What you are asked to do
Your answer is the lines below, exactly, from the one that contains "PR #1091, opened 2022-01-11" through the one that contains "Looks good to me! Thanks for the addition 🙂", both included.

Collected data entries
——

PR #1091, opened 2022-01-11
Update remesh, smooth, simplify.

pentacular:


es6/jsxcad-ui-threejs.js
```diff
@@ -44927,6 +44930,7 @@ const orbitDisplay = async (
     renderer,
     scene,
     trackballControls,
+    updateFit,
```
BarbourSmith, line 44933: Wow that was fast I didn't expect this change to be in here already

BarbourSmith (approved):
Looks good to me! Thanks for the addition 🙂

——

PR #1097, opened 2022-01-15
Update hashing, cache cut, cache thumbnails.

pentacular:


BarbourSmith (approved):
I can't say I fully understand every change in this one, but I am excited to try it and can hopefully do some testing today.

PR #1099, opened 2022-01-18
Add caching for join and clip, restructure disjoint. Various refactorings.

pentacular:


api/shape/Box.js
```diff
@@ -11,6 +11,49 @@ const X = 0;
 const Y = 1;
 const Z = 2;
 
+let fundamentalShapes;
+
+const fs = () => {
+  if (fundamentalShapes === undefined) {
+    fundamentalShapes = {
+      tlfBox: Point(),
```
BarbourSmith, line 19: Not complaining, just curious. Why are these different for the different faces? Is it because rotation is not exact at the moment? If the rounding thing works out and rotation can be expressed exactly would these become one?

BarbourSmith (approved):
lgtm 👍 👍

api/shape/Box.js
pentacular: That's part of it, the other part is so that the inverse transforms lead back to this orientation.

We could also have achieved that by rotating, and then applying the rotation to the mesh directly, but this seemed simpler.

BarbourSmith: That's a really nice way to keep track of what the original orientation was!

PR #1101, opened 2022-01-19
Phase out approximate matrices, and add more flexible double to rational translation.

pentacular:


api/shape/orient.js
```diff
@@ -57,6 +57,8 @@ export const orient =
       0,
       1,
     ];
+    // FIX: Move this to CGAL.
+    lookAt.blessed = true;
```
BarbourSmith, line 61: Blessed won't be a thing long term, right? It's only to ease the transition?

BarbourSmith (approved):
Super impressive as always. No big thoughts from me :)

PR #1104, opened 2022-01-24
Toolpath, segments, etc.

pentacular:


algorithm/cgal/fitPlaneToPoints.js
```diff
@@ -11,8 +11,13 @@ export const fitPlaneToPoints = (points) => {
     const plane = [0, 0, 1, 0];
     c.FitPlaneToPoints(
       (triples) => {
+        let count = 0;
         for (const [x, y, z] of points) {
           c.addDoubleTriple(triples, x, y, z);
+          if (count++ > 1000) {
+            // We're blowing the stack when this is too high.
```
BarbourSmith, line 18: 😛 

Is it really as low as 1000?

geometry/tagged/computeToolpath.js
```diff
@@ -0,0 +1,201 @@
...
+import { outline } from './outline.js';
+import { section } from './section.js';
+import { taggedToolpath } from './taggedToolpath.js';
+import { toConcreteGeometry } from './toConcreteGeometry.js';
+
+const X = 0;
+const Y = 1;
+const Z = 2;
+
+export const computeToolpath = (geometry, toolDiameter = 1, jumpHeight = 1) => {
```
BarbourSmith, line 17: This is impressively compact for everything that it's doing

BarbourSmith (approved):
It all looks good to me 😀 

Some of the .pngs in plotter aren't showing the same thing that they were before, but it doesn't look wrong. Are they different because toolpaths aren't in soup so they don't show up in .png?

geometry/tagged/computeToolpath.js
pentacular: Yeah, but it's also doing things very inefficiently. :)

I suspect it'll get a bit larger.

——

Answer below
PR #1091, opened 2022-01-11
Update remesh, smooth, simplify.

pentacular:


es6/jsxcad-ui-threejs.js
```diff
@@ -44927,6 +44930,7 @@ const orbitDisplay = async (
     renderer,
     scene,
     trackballControls,
+    updateFit,
```
BarbourSmith, line 44933: Wow that was fast I didn't expect this change to be in here already

BarbourSmith (approved):
Looks good to me! Thanks for the addition 🙂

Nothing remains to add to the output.